**DATA FOR REVIEW**.
____________________

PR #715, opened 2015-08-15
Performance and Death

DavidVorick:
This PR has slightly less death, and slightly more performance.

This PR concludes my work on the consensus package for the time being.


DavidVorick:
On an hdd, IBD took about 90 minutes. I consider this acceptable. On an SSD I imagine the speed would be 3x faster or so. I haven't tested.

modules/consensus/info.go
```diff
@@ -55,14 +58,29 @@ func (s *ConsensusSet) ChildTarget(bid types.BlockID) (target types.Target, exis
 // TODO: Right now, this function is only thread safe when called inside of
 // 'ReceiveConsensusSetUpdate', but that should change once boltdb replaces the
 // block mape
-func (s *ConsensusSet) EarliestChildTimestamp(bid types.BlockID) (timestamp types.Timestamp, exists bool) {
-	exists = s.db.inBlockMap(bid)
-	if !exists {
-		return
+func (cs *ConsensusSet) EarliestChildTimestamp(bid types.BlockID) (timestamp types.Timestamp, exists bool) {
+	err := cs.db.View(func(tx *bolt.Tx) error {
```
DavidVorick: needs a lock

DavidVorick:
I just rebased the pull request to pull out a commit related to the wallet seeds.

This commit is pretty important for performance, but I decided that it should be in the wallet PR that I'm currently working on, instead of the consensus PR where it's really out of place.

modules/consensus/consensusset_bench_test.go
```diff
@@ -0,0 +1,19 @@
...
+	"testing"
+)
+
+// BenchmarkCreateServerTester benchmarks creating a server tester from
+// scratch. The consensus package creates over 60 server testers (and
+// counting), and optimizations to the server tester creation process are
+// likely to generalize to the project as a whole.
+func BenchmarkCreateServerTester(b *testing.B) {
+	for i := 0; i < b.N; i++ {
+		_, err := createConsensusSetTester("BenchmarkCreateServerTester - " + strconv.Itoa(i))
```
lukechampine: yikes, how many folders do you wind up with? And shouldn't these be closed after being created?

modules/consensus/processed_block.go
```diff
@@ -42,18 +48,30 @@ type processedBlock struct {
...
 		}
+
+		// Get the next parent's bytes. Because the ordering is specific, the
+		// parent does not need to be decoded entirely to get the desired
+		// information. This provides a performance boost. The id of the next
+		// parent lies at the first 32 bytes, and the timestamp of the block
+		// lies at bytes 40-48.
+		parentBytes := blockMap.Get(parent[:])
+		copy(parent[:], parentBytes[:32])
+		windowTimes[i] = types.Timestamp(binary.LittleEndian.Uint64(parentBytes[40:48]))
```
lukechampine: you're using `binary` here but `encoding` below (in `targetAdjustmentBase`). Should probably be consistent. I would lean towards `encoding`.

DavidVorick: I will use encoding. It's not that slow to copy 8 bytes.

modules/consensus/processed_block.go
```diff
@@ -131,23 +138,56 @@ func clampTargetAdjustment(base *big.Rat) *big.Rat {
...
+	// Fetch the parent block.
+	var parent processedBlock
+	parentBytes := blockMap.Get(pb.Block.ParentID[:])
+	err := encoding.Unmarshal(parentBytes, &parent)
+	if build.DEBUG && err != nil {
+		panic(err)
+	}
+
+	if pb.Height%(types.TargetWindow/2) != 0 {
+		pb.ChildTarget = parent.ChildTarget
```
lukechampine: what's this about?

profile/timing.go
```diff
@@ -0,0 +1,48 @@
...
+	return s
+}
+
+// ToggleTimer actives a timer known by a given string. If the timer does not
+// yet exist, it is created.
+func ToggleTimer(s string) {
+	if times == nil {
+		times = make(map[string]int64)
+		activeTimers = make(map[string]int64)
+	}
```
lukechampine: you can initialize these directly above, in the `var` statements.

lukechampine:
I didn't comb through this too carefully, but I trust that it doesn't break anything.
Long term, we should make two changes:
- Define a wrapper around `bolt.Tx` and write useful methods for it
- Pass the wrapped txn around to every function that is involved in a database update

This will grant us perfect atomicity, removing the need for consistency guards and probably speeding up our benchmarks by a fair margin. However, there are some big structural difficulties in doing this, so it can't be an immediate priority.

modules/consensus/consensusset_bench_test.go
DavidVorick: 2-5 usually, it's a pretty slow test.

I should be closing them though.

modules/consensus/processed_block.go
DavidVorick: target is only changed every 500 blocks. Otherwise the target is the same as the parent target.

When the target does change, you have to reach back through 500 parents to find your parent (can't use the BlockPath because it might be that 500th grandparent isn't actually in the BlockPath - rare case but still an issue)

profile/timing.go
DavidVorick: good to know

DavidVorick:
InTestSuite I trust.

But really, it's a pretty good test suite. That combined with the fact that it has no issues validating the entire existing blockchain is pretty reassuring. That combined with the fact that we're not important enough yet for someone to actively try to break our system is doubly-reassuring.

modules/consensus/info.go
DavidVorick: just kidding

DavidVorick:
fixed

____________________

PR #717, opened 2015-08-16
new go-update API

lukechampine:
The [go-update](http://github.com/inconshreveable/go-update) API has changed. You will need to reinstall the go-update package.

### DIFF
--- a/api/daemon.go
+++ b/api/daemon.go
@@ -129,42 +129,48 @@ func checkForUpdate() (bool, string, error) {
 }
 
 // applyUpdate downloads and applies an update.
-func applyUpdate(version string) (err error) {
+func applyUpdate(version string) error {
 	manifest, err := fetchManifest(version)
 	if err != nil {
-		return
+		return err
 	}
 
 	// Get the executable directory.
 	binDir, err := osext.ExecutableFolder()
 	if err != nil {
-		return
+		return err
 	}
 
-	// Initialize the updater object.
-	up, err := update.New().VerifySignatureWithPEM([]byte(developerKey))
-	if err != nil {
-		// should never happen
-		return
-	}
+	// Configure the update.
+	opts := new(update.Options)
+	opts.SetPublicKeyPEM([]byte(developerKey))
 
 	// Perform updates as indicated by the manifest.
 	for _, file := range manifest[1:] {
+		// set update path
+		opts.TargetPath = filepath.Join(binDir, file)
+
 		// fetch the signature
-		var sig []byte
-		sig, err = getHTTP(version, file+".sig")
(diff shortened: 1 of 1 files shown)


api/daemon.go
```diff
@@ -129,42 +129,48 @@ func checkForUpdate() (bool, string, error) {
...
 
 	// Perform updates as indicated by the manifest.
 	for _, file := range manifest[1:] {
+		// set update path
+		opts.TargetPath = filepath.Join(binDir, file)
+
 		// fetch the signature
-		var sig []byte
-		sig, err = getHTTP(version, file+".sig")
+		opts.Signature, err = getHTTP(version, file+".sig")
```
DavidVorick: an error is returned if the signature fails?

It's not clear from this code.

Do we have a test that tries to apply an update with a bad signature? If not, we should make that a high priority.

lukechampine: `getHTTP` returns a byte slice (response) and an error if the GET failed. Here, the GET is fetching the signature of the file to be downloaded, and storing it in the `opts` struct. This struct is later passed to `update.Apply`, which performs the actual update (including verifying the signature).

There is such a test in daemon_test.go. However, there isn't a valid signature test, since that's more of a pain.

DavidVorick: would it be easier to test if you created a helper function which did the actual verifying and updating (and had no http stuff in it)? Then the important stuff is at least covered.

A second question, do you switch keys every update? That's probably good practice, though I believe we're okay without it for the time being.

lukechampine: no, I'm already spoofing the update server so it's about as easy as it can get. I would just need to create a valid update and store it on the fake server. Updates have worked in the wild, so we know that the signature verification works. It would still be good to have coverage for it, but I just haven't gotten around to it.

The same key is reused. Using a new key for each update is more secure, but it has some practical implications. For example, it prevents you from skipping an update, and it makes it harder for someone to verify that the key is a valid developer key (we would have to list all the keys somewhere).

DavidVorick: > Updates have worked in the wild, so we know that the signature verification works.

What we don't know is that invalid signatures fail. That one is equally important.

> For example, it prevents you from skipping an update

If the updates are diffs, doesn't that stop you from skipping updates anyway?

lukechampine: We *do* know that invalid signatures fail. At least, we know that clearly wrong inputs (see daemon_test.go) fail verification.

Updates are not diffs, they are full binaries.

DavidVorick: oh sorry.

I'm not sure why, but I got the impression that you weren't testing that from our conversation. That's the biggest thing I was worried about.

____________________

**PROBLEM DETAILS**.
Among the entries, how many lines include the word "exists"? Answer with a single number and nothing further.

**TASK RESULT**.
4